Chapter 3
DATA AND METHODOLOGY

This chapter describes 1) the set of panel data, 2) the methodology applied, and 3) the inequality indicators that result from the calculations.

3.1. Data: the IRS Publications Statistics of Income

The Internal Revenue Service publications, Statistics of Income, Individual Inco me Tax Returns, are the primary source of the data used for the 50 states and the District of Columbia, from 1913 to 2003. Two variables are extracted from the IRS tables: the number of individual returns and the total income expressed in current dollars. Both variables are ranked by size of income (i.e. for a certain number of income brackets), and by state. For instance, the first page of the 1917 IRS table looks this way:

Table 3.1. An exemple of the IRIS Tables
Table 3.1. An exemple of the IRIS Tables

Typically, the state income tables annually released by the IRS display, for each state and for a series of income brackets, the number of tax returns, the dollar amount of adjusted gross income, and some of income sources. If the IRS tables have been available under an electronic format since 1997, the tables published earlier are paper-based. All paper-based tables were scanned and tabulated in Excel worksheets. They record the first two variables (number of returns, and income amounts).

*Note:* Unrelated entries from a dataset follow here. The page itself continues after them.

PR #589, opened 2021-06-08
Added a Repository implementation for project-scoped resources

YuKitsune:
# Background
As we move towards a world where where project scoped resources (E.g. Channels) are accessed using the project route (`/projects/{projectId}/channels`) rather than their standalone routes (`/channels`), we're gonna see our C# client library change to reflect that.

# Results
This PR introduces a new Repository implementation based off of the `BasicRepository<TResource>`, which has project scoped methods for creating and getting resources.

Modifying and Deleting resources _shouldn't_ need their own project-scoped methods, as they use the "Self" links populated by Octopus Server.

This _should_ make converting new resources to use the project-scoped routes much easier in the future. the only changes that will be required are:
1. Ensure the resource implements the `IHaveProject` interface
2. Change the repositories base class from `BasicRepository` to `ProjectScopedRepository`

### DIFF
--- a/source/Octopus.Server.Client/Repositories/ProjectScopedRepository.cs
+++ b/source/Octopus.Server.Client/Repositories/ProjectScopedRepository.cs
@@ -41,44 +41,14 @@ namespace Octopus.Client.Repositories
             return Client.Create(link, resource, pathParameters);
         }
 
-        public TResource Get(ProjectResource projectResource, string idOrHref)
+        public TResource Get(ProjectResource projectResource, string id)
         {
             ThrowIfServerVersionIsNotCompatible();
 
-            if (string.IsNullOrWhiteSpace(idOrHref))
+            if (string.IsNullOrWhiteSpace(id))
                 return null;
-            var link = projectResource.Link(CollectionLinkName);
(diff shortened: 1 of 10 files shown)


source/Octopus.Server.Client/Repositories/ProjectScopedRepository.cs
```diff
@@ -0,0 +1,58 @@
...
+            return Client.Create(link, resource, pathParameters);
+        }
+
+        public TResource Get(ProjectResource projectResource, string id)
+        {
+            ThrowIfServerVersionIsNotCompatible();
+
+            if (string.IsNullOrWhiteSpace(id))
+                return null;
+            var link = $"{projectResource.Link(CollectionLinkName)}/{id}";
```
YuKitsune, line 50: This felt very wrong, but it works. Wondering if there is a nicer way to go about this.
Same for the async variant

uglybugger (approved):
This looks sensible to me.

As much as I don't like doubling down on code we'd like to make _less_ clever rather than more, we also need to pick our battles. This seems to be a sensible step to take in the interim before we strip lots of this logic out of the client entirely - but that's a whole different kettle of cephalopods.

Arraying these income classes from the lowest income to the highest, it is possible to derive cumulative totals of household population and income, and to draw partition lines splitting the distribution evenly in a series of fractiles. Fractiles divide a given set of observations into equal portions, e.g. into two halves with the median, into four quarters with quartiles (0-25 percent, 25-50 percent, 50-75 percent, and 75-100 percent), into ten equal shares with deciles (0-10 percent, 10-20 percent, etc.), one hundred shares with percentiles, etc.

What is called ‘top decile’ refers to the income group that represents the richest 10 percent of the population. Only the richest 10 percent of the population can be considered consistently from 1913 to 2003. Why is it relevant to reduce the whole distribution to the top decile only? Before 1944, large exemption levels reduced the proportion of individual filing returns to about 10-15 percent (versus the vast majority after WWII). Between 1913 and 1916, this share drops as low as 1 percent.